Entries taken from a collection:
■ ■ ■ ■ ■

PR #1090, opened 2021-11-24
fix install_miniconda

sebffischer:
`miniconda_installer_arch` currently does not have access to the variable `info` which causes the error 
`Error: Error in miniconda_installer_arch() : object 'info' not found`


kevinushey:
Thanks for catching that!

Issue #1087, opened 2021-11-17
install_miniconda() fails on arm64 macOS


kevinushey:
With:

```
PackagesNotFoundError: The following packages are not available from current channels:

  - python=3.6

```

We should consider updating the version requirement here:

https://github.com/rstudio/reticulate/blob/dd6d6e8139dcfc4ce19e6b7150406a6f4e1af747/R/miniconda.R#L340-L343

kevinushey:
To make matters worse, after a failed install in this way one cannot directly reinstall Miniconda:

```
> reticulate:::install_miniconda()
Error: Miniconda is already installed at '/Users/kevin/Library/r-miniconda'
```

kevinushey:
Closed by https://github.com/rstudio/reticulate/pull/1094 (thanks @t-kalinowski!)

PR #1094, opened 2021-12-03
bump miniconda default python version to 3.8

t-kalinowski:
Right now, `install_miniconda()` fails at the `r-reticulate` environment creation step on an M1 Mac.
This is because the minimum (native Arm) python version available from `conda` is 3.8. 
Rather than installing different python versions on Arm Macs vs other platforms, I think it's better to bump the python version everywhere. 

There is also a case to be made for bumping to python 3.9, since that's the default python version that comes with miniconda, (meaning, smaller overall install and less to download).

### DIFF
--- a/NEWS.md
+++ b/NEWS.md
@@ -6,6 +6,9 @@
   `pyproject.toml` file, `reticulate` will attempt to find and use the virtual
   environment managed by Poetry for that project. (#1031)
   
+- `reticulate::install_miniconda()` default python version for the default 
+  `r-reticulte` miniconda environment changes from 3.6 to 3.8.
+  
 - `reticulate::install_miniconda()` now prefers installing the latest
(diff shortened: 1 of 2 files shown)


t-kalinowski:
Just noticed there is an open issue: #1087

NEWS.md
```diff
@@ -6,6 +6,9 @@
   `pyproject.toml` file, `reticulate` will attempt to find and use the virtual
   environment managed by Poetry for that project. (#1031)
   
+- `reticulate::install_miniconda()` default python version for the default
```
kevinushey, line 9: I'd suggest something like "The default version of Python used for the `r-reticulate` Miniconda environment installed via `reticulate::install_miniconda()` has been changed from 3.6 to 3.8."

kevinushey (approved):

kevinushey:
Thanks!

■ ■ ■ ■ ■

_Assignment_. Please copy out every line shown above, exactly.

_Task response_.
PR #1090, opened 2021-11-24
fix install_miniconda

sebffischer:
`miniconda_installer_arch` currently does not have access to the variable `info` which causes the error 
`Error: Error in miniconda_installer_arch() : object 'info' not found`


kevinushey:
Thanks for catching that!

Issue #1087, opened 2021-11-17
install_miniconda() fails on arm64 macOS


kevinushey:
With:

```
PackagesNotFoundError: The following packages are not available from current channels:

  - python=3.6

```

We should consider updating the version requirement here:

https://github.com/rstudio/reticulate/blob/dd6d6e8139dcfc4ce19e6b7150406a6f4e1af747/R/miniconda.R#L340-L343

kevinushey:
To make matters worse, after a failed install in this way one cannot directly reinstall Miniconda:

```
> reticulate:::install_miniconda()
Error: Miniconda is already installed at '/Users/kevin/Library/r-miniconda'
```

kevinushey:
Closed by https://github.com/rstudio/reticulate/pull/1094 (thanks @t-kalinowski!)

PR #1094, opened 2021-12-03
bump miniconda default python version to 3.8

t-kalinowski:
Right now, `install_miniconda()` fails at the `r-reticulate` environment creation step on an M1 Mac.
This is because the minimum (native Arm) python version available from `conda` is 3.8. 
Rather than installing different python versions on Arm Macs vs other platforms, I think it's better to bump the python version everywhere. 

There is also a case to be made for bumping to python 3.9, since that's the default python version that comes with miniconda, (meaning, smaller overall install and less to download).

### DIFF
--- a/NEWS.md
+++ b/NEWS.md
@@ -6,6 +6,9 @@
   `pyproject.toml` file, `reticulate` will attempt to find and use the virtual
   environment managed by Poetry for that project. (#1031)
   
+- `reticulate::install_miniconda()` default python version for the default 
+  `r-reticulte` miniconda environment changes from 3.6 to 3.8.
+  
 - `reticulate::install_miniconda()` now prefers installing the latest
(diff shortened: 1 of 2 files shown)


t-kalinowski:
Just noticed there is an open issue: #1087

NEWS.md
```diff
@@ -6,6 +6,9 @@
   `pyproject.toml` file, `reticulate` will attempt to find and use the virtual
   environment managed by Poetry for that project. (#1031)
   
+- `reticulate::install_miniconda()` default python version for the default
```
kevinushey, line 9: I'd suggest something like "The default version of Python used for the `r-reticulate` Miniconda environment installed via `reticulate::install_miniconda()` has been changed from 3.6 to 3.8."

kevinushey (approved):

kevinushey:
Thanks!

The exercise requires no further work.